Tome 7 : Redécouverte d'Emile Storck
(L'oeuvre poétique en dialecte d'Emile Storck republiée partiellement grâce au Cercle Emile Storck de Guebwiller et l'éditeur Arfuyen d'Orbey. En complément : ses traductions poétiques en alsacien de Baudelaire et Verlaine)
Emile Storck est né le 22 novembre 1899 à Guebwiller. Famille ouvrière, mère originaire d’une de ces vallées des Vosges alsaciennes qui parle le welche, patois français. Il entre à l’Ecole Normale d’Instituteurs de Colmar avant d’être mobilisé dans l’armée allemande. Sur le front il refuse de tirer sur les gens d’en face, les Français. Emprisonné bien sûr, il est sauvé par l’armistice. Il reprend ses études, devient instituteur de village, se prépare au professorat, puis fait une agrégation d’allemand. Il occupe plusieurs postes dans ce que nous nommions à l’époque la France de l’intérieur (c’est à Digne qu’il devient, comme Nabokov, grand amateur et surtout grand connaisseur de papillons). Puis c’est la guerre à nouveau, en 39, qu’il fait avec le grade de lieutenant. Il revient à l’enseignement après la guerre et obtient le poste de Directeur de l’Ecole Normale de jeunes filles dans sa ville natale de Guebwiller où il reste jusqu’à sa mort le 9 novembre 1973. Il ne s’est jamais marié.
Il se met à la littérature tardivement, au cours des années 50, mais sa production est importante : un drame historique, 5 pièces de théâtre, deux recueils d’une centaine de poèmes chacun, des traductions de Baudelaire et Verlaine, sans compter plusieurs ouvrages pédagogiques (sur l’enseignement de l’allemand, en particulier). Mais l’accueil fait au théâtre de Mulhouse à son drame, Mathis Nithart (le peintre plus connu sous le nom de Matthias Grünewald, auteur du fameux Rétable d’Issenheim du Musée Unterlinden de Colmar), le décourage et il cesse de produire vers la fin des années 60. Sa fin est amère car il souffre de nombreux maux physiques dont les plus graves sont les conséquences de sa détention dans le cachot à Cologne en 1918.
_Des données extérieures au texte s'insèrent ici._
PR #129, opened 2024-11-02
`Developer notifications`: Slack bot with weekly post

GODrums:
### Motivation

One of our goals is to integrate Hephaestus into Artemis's workflows as seemlessly as possible. This includes providing developer notifications about results in the leaderboard. As the primary channel for communication in Artemis, we primarily focus on Slack here.

### Description

This PR sets up the new Slack-Bot `HephaestusBot` for usage within our application-server:
- Automatic testing if the bot works on startup (connection, token + auth)
- CRON-job for a leaderboard message composed with Slack's Block Kit
- Env-vars for: disabling the scheduled message, cron schedule, Slack bot token, Slack signing secret, Channel to send messages in
- Leaderboard weeks now start at Tuesday 9am and last exactly 7 days
- Additionally: Adjusts the timeframe-filter of the leaderboard (see screenshot below)

Example of the scheduled Slack message:
Screenshot 2024-11-07 005837
Screenshot 2024-11-08 232353

#### General

#### Server (if applicable)


server/application-server/src/main/java/de/tum/in/www1/hephaestus/leaderboard/SlackMessageService.java
```diff
@@ -57,26 +63,47 @@ public void sendMessage(String channelId, List<LayoutBlock> blocks, String fallb
...
                 section(section -> section.text(markdownText(
-                        "Here is the *review table* summary for the last week. The table is taken directly from <https://hephaestus.ase.cit.tum.de/|Hephaestus> and now also includes non-review comments & code comments in addition to all variants of reviews for each developer. The score is a weighted heuristic based on the complexities of the reviewed PRs (similar to the old algorithm)."))),
+                        "If you would like to check out more leaderboards or statistics, head over to last week's leaderboard or this month's leaderboard."))),
                 section(section -> section.text(markdownText(
-                        "If you would like to check out more leaderboards or statistics, head over to last week's leaderboard or this month's leaderboard."))));
+                        "The top 3 reviewers of the last week are:"))),
```
FelixTJDietrich, line 95: How about:
`Special thanks to our top 3 reviewers of last week:`

server/application-server/src/main/java/de/tum/in/www1/hephaestus/leaderboard/SlackMessageService.java
```diff
@@ -57,26 +63,47 @@ public void sendMessage(String channelId, List<LayoutBlock> blocks, String fallb
...
+                section(section -> section.text(markdownText(
+                        IntStream.range(0, top3reviewers.size())
+                                .mapToObj(i -> ("• *" + (i + 1) + ". @" + top3reviewers.get(i).user().name() + " *"))
```
FelixTJDietrich, line 98: Do you think this user matching algorithm is enough? Maybe we can be a bit smarter here? For example, my GitHub name is `Felix T.J. Dietrich` but on Slack I'm just `Felix Dietrich`

FelixTJDietrich (changes requested):

server/application-server/src/main/java/de/tum/in/www1/hephaestus/leaderboard/SlackMessageService.java
```diff
@@ -0,0 +1,133 @@
...
+            return;
+        }
+
+        var top3reviewers = getTop3SlackReviewers();
+        logger.info("Top 3 Accounts of the last week: " + top3reviewers);
+
+        logger.info("Sending scheduled message to Slack channel...");
+        List<LayoutBlock> blocks = asBlocks(
+                header(header -> header.text(
+                        plainText(pt -> pt.text(":newspaper: Developer Reviews of the last week :newspaper:")))),
```
FelixTJDietrich, line 86: Remove `Developer` IMO

server/application-server/src/main/java/de/tum/in/www1/hephaestus/leaderboard/SlackMessageService.java
```diff
@@ -0,0 +1,133 @@
...
+                divider(),
+                context(context -> context
+                        .elements(List.of(markdownText("*October 31, 2024* | Hephaestus Announcement")))),
```
FelixTJDietrich, line 89: I think we can also remove the `Hephaestus Announcement`, we already have the bot named Hephaestus

server/application-server/src/main/java/de/tum/in/www1/hephaestus/leaderboard/SlackMessageService.java
```diff
@@ -0,0 +1,133 @@
...
+                section(section -> section.text(markdownText(
+                        "The top 3 reviewers of the last week are:"))),
+                section(section -> section.text(markdownText(
+                        IntStream.range(0, top3reviewers.size())
+                                .mapToObj(i -> ("• *" + (i + 1) + ". @" + top3reviewers.get(i).user().name() + " *"))
+                                .reduce((a, b) -> a + "\n" + b).orElse(""))))
+
+        );
+        try {
+            sendMessage(channelId, blocks, "Developer Reviews of the last week");
```
FelixTJDietrich, line 103: I think we can also remove `Developer` here? How will this be displayed?

server/application-server/src/main/java/de/tum/in/www1/hephaestus/leaderboard/SlackMessageService.java
```diff
@@ -57,26 +63,47 @@ public void sendMessage(String channelId, List<LayoutBlock> blocks, String fallb
         }
     }
 
+    private List<LeaderboardEntryDTO> getTop3SlackReviewers() {
+        LocalDate after = LocalDate.now().minusDays(8);
+        LocalDate before = LocalDate.now().minusDays(1);
```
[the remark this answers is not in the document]
GODrums: Kinda depends on how we schedule the CRON and the timeframe we want.
The default CRON is set to execute at Tuesday 9am. This means that with `minusDays(1)` - `minusDays(8)` we get exactly Monday to Monday.
To be fair, since we include the last date as well, I should change it to Monday-Sunday to be in sync with the leaderboard.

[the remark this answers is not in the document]
FelixTJDietrich: Wouldn't it make sense to post to post? We can also let the leaderboard go from post to post, i.e. Tuesday 9am to Tuesday 9am

server/application-server/src/main/java/de/tum/in/www1/hephaestus/leaderboard/SlackMessageService.java
GODrums: This is basically a fallback text for very small UI elements. I believe this is used for certain kind of notifications, which cannot display the original message.
I just removed `Developer` from it. I will test it again as soon as we the bot gets the `users:read`-permission.

server/application-server/src/main/java/de/tum/in/www1/hephaestus/leaderboard/SlackMessageService.java
GODrums: The reviewed code was still missing the adaptation to when we are able to use the `users:read`-permission, so feel free to take look at the new version now.
Nevertheless, I don't really see another way of comparing the accounts aside from real names since there is no direct connection. We could probably do some kind of similarlity matching for the names to compensate for such differences?

FelixTJDietrich: I was thinking about string edit distance maybe 🤔

server/application-server/src/main/java/de/tum/in/www1/hephaestus/leaderboard/SlackMessageService.java
```diff
@@ -0,0 +1,148 @@
...
+        ChatPostMessageResponse response = slackApp.client().chatPostMessage(request);
+
+        if (!response.isOk()) {
+            logger.error("Failed to send message to Slack channel: " + response.getError());
+        }
+    }
+
+    private List<User> getTop3SlackReviewers() {
+        LocalDate after = LocalDate.now().minusDays(8);
+        LocalDate before = LocalDate.now().minusDays(2);
```
FelixTJDietrich, line 70: I'm still unsure about this 🤔  IMO you need to include everything from post to post, or at least Tuesday to Monday, also I think you are hardcoding stuff again with this minus 2 days for Tuesday, minus 1 seemed more correct. 

We could potentially include the 9:00am timestamp in the leaderboard query so it really goes from Tuesday 9:00am to Tuesday 9:00am. We will have to think about how to select the timeframes in the filter.

server/application-server/src/main/java/de/tum/in/www1/hephaestus/leaderboard/SlackMessageService.java
```diff
@@ -57,26 +63,47 @@ public void sendMessage(String channelId, List<LayoutBlock> blocks, String fallb
...
+        List<LayoutBlock> blocks = asBlocks(
                 header(header -> header.text(
-                        plainText(pt -> pt.text(":newspaper:  Developer Reviews of the last week  :newspaper:")))),
+                        plainText(pt -> pt.text(":newspaper: Developer Reviews of the last week :newspaper:")))),
                 divider(),
                 context(context -> context
-                        .elements(List.of(markdownText("*October 31, 2024*  |  Hephaestus Announcement")))),
+                        .elements(List.of(markdownText("*October 31, 2024* | Hephaestus Announcement")))),
+                section(section -> section.text(markdownText(
+                        "Another *review leaderboard* has concluded. You can check out your placement at <https://hephaestus.ase.cit.tum.de/|hephaestus.ase.cit.tum.de>. The score is a weighted heuristic based on the complexities of the reviewed PRs (similar to the old algorithm)."))),
```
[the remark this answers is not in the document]
FelixTJDietrich: I'm using `APPLICATION_SERVER_URL` for the production setup, see `/Users/felixdietrich/Documents/Hephaestus/webapp/Dockerfile`. 

You can just create an entry in the `application.yaml` defaulting to `localhost:8080` or so if not set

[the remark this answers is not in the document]
FelixTJDietrich: Actually, I lied. I only use it in the client but we can also add this to the environment of the server

server/application-server/src/main/java/de/tum/in/www1/hephaestus/leaderboard/SlackMessageService.java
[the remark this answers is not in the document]
GODrums: That would be possible as well of course. Although we would have to consider that we are currently only not persisting the time anywhere (LocalDate doesn't store it and neither does the state in the URL), so this would require quite a bit of refactoring.
Let's discuss this idea in tomorrow's meeting maybe?

server/application-server/src/main/java/de/tum/in/www1/hephaestus/leaderboard/SlackMessageService.java
GODrums: So as mentioned in the other comment, we could definitely do this. To make processing results easier, I would also prefer to store leaderboard results directly in the DB, so it's easier to build gamification on top of it.

server/application-server/src/main/java/de/tum/in/www1/hephaestus/leaderboard/LeaderboardService.java
```diff
@@ -43,16 +42,12 @@ public LeaderboardService(
...
             Optional<String> repository) {
         logger.info("Creating leaderboard dataset");
-
-        LocalDateTime afterCutOff = after.isPresent() ? after.get().atStartOfDay()
-                : LocalDate.now().minusDays(timeframe).atStartOfDay();
-        Optional<LocalDateTime> beforeCutOff = before.map(date -> date.plusDays(1).atStartOfDay());
-
-        var afterOffset = afterCutOff.atOffset(ZoneOffset.UTC);
-        var beforeOffset = beforeCutOff.map(b -> b.atOffset(ZoneOffset.UTC)).orElse(OffsetDateTime.now());
+        var afterOffset = after.orElse(LocalDate.now().minusDays(timeframe).atStartOfDay().atOffset(ZoneOffset.UTC));
```
FelixTJDietrich, line 48: Timeframe is also just for monitoring, the timeframe to sync. I think something is incorrect here.

IMO we are missing the following config:
 - `hephaestus.leaderboard.weekly.resetDay`, e.g. `2` for Tuesday
 - `hephaestus.leaderboard.weekly.resetTime`, e.g. `9:00` for 9 A.M.

server/application-server/src/main/java/de/tum/in/www1/hephaestus/leaderboard/SlackMessageService.java
```diff
@@ -0,0 +1,165 @@
...
+            return allSlackUsers.stream()
+                .min((a, b) -> Integer.compare(
+                    LevenshteinDistance.getDefaultInstance().apply(
+                        entry.user().name(), a.getName()),
+                    LevenshteinDistance.getDefaultInstance().apply(
+                        entry.user().name(), b.getName()))).orElse(null);
+        }).filter(user -> user != null).toList();
+    }
+
+    @Scheduled(cron = "${slack.cronSchedule}")
```
FelixTJDietrich, line 106: As commented above we could have it like this:
 - `hephaestus.leaderboard.weekly.reset.day`, e.g. `2` for Tuesday
 - `hephaestus.leaderboard.weekly.reset.time`, e.g. `9:00` for 9 A.M.

And then calculate the scheduled interval from that, otherwise we might misconfigure it

server/application-server/src/main/java/de/tum/in/www1/hephaestus/leaderboard/SlackMessageService.java
```diff
@@ -0,0 +1,165 @@
...
+    public void sendScheduledLeaderboard() {
+        if (!runScheduledMessage) {
+            return;
+        }
+
+        // get date in unix format
+        var currentDate = OffsetDateTime.now().toEpochSecond();
```
FelixTJDietrich, line 113: We should use exact times for the top3 and the leaderboard calculation

server/application-server/src/main/java/de/tum/in/www1/hephaestus/leaderboard/SlackMessageService.java
```diff
@@ -0,0 +1,165 @@
...
+                .build();
+
+        ChatPostMessageResponse response = slackApp.client().chatPostMessage(request);
+
+        if (!response.isOk()) {
+            logger.error("Failed to send message to Slack channel: " + response.getError());
+        }
+    }
+
+    private List<User> getTop3SlackReviewers() {
```
FelixTJDietrich, line 72: Missing documentation

server/application-server/src/main/resources/application-prod.yml
```diff
@@ -5,7 +5,9 @@ spring:
     password: ${DATABASE_PASSWORD}
   jpa:
     hibernate:
+      # TODO: Change to none and use liquibase
```
FelixTJDietrich, line 8: Remove this line

server/application-server/src/main/resources/application-prod.yml
```diff
@@ -28,3 +30,9 @@ monitoring:
 
 github:
   authToken: ${GITHUB_AUTH_TOKEN}
+slack:
```
FelixTJDietrich, line 33: I think we should slowly move configuration under `hephaestus`, i.e. `hephaestus.notification.slack`. Or we keep `slack` at the top level and move some parts into `hephaestus.notification`, i.e. `hephaestus.notification.leaderboard.weeky.enabled`

FelixTJDietrich (changes requested):
Generally looks good but I would not hardcode those values on the client side. Also added some improvement comments. But once they are implemented we can merge this PR.

server/application-server/src/main/java/de/tum/in/www1/hephaestus/leaderboard/LeaderboardService.java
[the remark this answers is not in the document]
GODrums: I'd agree with the idea to remove the `Optional`.
Done in 7e5e9eb.

server/application-server/src/main/java/de/tum/in/www1/hephaestus/leaderboard/SlackMessageService.java
```diff
@@ -0,0 +1,165 @@
...
+
+    private static final Logger logger = LoggerFactory.getLogger(SlackMessageService.class);
+
+    @Value("${slack.channelId}")
+    private String channelId;
+
+    @Value("${slack.runScheduledMessage}")
+    private boolean runScheduledMessage;
+
+    @Value("${spring.url:localhost:8080}")
```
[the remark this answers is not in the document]
GODrums: I used the `spring` section, because it contains other details regarding the "setup" as well, such as the name, Keycloak-URL, ... .
Moved it to `hephaestus.host_url` according to your suggestion in df27a34 now.

server/application-server/src/main/resources/application-prod.yml
GODrums: Since we can easily use the Slack-bot for other use cases as well though, moving the whole Slack-section under `notification` wouldn't be fair.
All notification-specific settings are now under `hephaestus.notification` as suggested (ce267df).

server/application-server/src/main/java/de/tum/in/www1/hephaestus/leaderboard/LeaderboardService.java
GODrums: Since we now removed the `Optional`-part, this will be handled by the client.
So this should be obsolete now anyways :)

server/application-server/src/main/java/de/tum/in/www1/hephaestus/leaderboard/SlackMessageService.java
GODrums: Maybe I misunderstood your previous comments, but what would be the advantage over a CRON expression?
We've been using CRONs for other tasks (e.g. Github sync scheduler) for quite some time without issues now.

FelixTJDietrich: I mean, we only support weekly leaderboards and have a reset week date and time, also this configuration has to match. Just to avoid some errors and to restrict the configuration options I would derive it somehow from the weekly notification settings

server/application-server/src/main/java/de/tum/in/www1/hephaestus/leaderboard/SlackMessageService.java
GODrums: What do you mean by "exact times"?

`currentDate` is only used for the date-part of the message:
image

FelixTJDietrich: I guess I'm just worried that this is running while we do a github sync. In that case the main thread is occupied, but this is something we anyways have to fix.

FelixTJDietrich: Also we have the exact times and don't need to use `now` everywhere

server/application-server/src/main/java/de/tum/in/www1/hephaestus/leaderboard/SlackMessageService.java
GODrums: As discussed on Slack, this is now done through a custom `ThreadPoolTaskScheduler`, which dynamically creates a new scheduler with a CRON expression derived from the env-values for `day` and `time`.
Probably way over-the-top, but should be pretty clean :)

server/application-server/src/main/java/de/tum/in/www1/hephaestus/leaderboard/SlackMessageService.java
GODrums: I personally didn't even consider this, but I totally understand your concern.
In my new approach with the `ThreadPoolTaskScheduler` this is now solved as well since we use the exact time.

webapp/src/app/home/leaderboard/filter/timeframe/timeframe.component.html
```diff
@@ -1,11 +1,21 @@
...
+  <hlm-select [placeholder]="placeholder()" [(ngModel)]="value" name="value">
+    <hlm-select-trigger class="w-56">
+      <hlm-select-value />
+    </hlm-select-trigger>
+    <hlm-select-content class="w-56">
+      @for (option of options(); track option.id) {
+        <hlm-option [value]="option.value">{{ option.label }}</hlm-option>
+      }
+    </hlm-select-content>
+  </hlm-select>
```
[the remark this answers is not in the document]
GODrums: How about something like this? Added it in 05e6c67, but we can change it, if that doesn't fit your idea.
image

server/application-server/src/main/java/de/tum/in/www1/hephaestus/leaderboard/SlackMessageService.java
```diff
@@ -0,0 +1,254 @@
...
+                allSlackUsers = slackApp.client().usersList(r -> r).getMembers();
+            } catch (SlackApiException | IOException e) {
+                logger.error("Failed to get Slack users: " + e.getMessage());
+                return new ArrayList<>();
+            }
+
+            return top3
+                .stream()
+                .map(entry -> {
+                    var exactUser = allSlackUsers
```
iam-flo, line 175: maybe extract the mapping to a separate method to simplify the stream sequence.

webapp/src/app/core/modules/openapi/api/leaderboard.service.ts
```diff
@@ -102,10 +102,16 @@ export class LeaderboardService implements LeaderboardServiceInterface {
...
-    public getLeaderboard(after?: string, before?: string, repository?: string, observe?: 'response', reportProgress?: boolean, options?: {httpHeaderAccept?: 'application/json', context?: HttpContext, transferCache?: boolean}): Observable<HttpResponse<Array<LeaderboardEntry>>>;
-    public getLeaderboard(after?: string, before?: string, repository?: string, observe?: 'events', reportProgress?: boolean, options?: {httpHeaderAccept?: 'application/json', context?: HttpContext, transferCache?: boolean}): Observable<HttpEvent<Array<LeaderboardEntry>>>;
-    public getLeaderboard(after?: string, before?: string, repository?: string, observe: any = 'body', reportProgress: boolean = false, options?: {httpHeaderAccept?: 'application/json', context?: HttpContext, transferCache?: boolean}): Observable<any> {
+    public getLeaderboard(after: string, before: string, repository?: string, observe?: 'body', reportProgress?: boolean, options?: {httpHeaderAccept?: 'application/json', context?: HttpContext, transferCache?: boolean}): Observable<Array<LeaderboardEntry>>;
```
iam-flo, line 105: please add a line between methods, then its easier to read.

webapp/src/app/home/home.component.ts
```diff
@@ -33,15 +33,33 @@ export class HomeComponent {
 
   private readonly route = inject(ActivatedRoute);
   private queryParams = toSignal(this.route.queryParamMap, { requireSync: true });
-  protected after = computed(() => this.queryParams().get('after') ?? dayjs().isoWeekday(1).format('YYYY-MM-DD'));
-  protected before = computed(() => this.queryParams().get('before') ?? dayjs().format('YYYY-MM-DD'));
+  protected leaderboardSchedule = computed(() => {
```
iam-flo, line 36: maybe also lines between computed properties, so it is clearer where each property ends

webapp/src/app/core/modules/openapi/api/leaderboard.service.ts
FelixTJDietrich: This is generated code.

webapp/src/app/home/home.component.ts
GODrums: Just added a few more ones to make it more readable. 
I usually prefer a content-based grouping to reduce the time it takes to find correlated code.

FelixTJDietrich:
@GODrums, I tried to improve the consistency of the config names in [8c9fb70](https://github.com/ls1intum/Hephaestus/pull/129/commits/8c9fb70831b07f81690e8f69e50ab841bf372ad4)

webapp/src/app/home/leaderboard/filter/timeframe/timeframe.component.html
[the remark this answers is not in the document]
FelixTJDietrich: Fine for now

FelixTJDietrich (approved):
Looks good now, thank you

Il tombe un peu dans l’oubli avant d’être redécouvert à la fin des années 90 grâce, entre autres, au poète-philosophe Jean-Paul Sorg. Un cercle Emile Storck est créé à Guebwiller en 2000 qui se donne pour tâche de faire connaître et publier son œuvre. Et se lance dans un gros travail de traduction réalisé de manière très originale. On fait appel à un groupe de 4 traducteurs, Jean-Paul Gunsett, Richard Ledermann, Jean-Paul Sorg et Albert Stricker. On laisse chacun s’attaquer librement aux poèmes qu’il a choisis, puis le groupe discute chaque traduction. S’il n’y a aucune réserve majeure, c’est l’auteur de la traduction qui signe seul. Si plusieurs améliorations y sont apportées, tous les contributeurs sont associés à la signature en tant que traducteurs. Et finalement le résultat, une soixantaine de poèmes en dialecte d’Emile Storck, avec leurs traductions en français et une lumineuse présentation de Jean-Paul Sorg, a été publié par l’éditeur Arfuyen d’Orbey, en 2013. Voir : Emile Storck : Par les fossés et les haies, traduit de l’alsacien par le Cercle Emile Storck et présenté par Jean-Paul Sorg, Arfuyen, Paris-Orbey, 2013. Et la traduction a reçu le Prix du Patrimoine Nathan Katz 2012.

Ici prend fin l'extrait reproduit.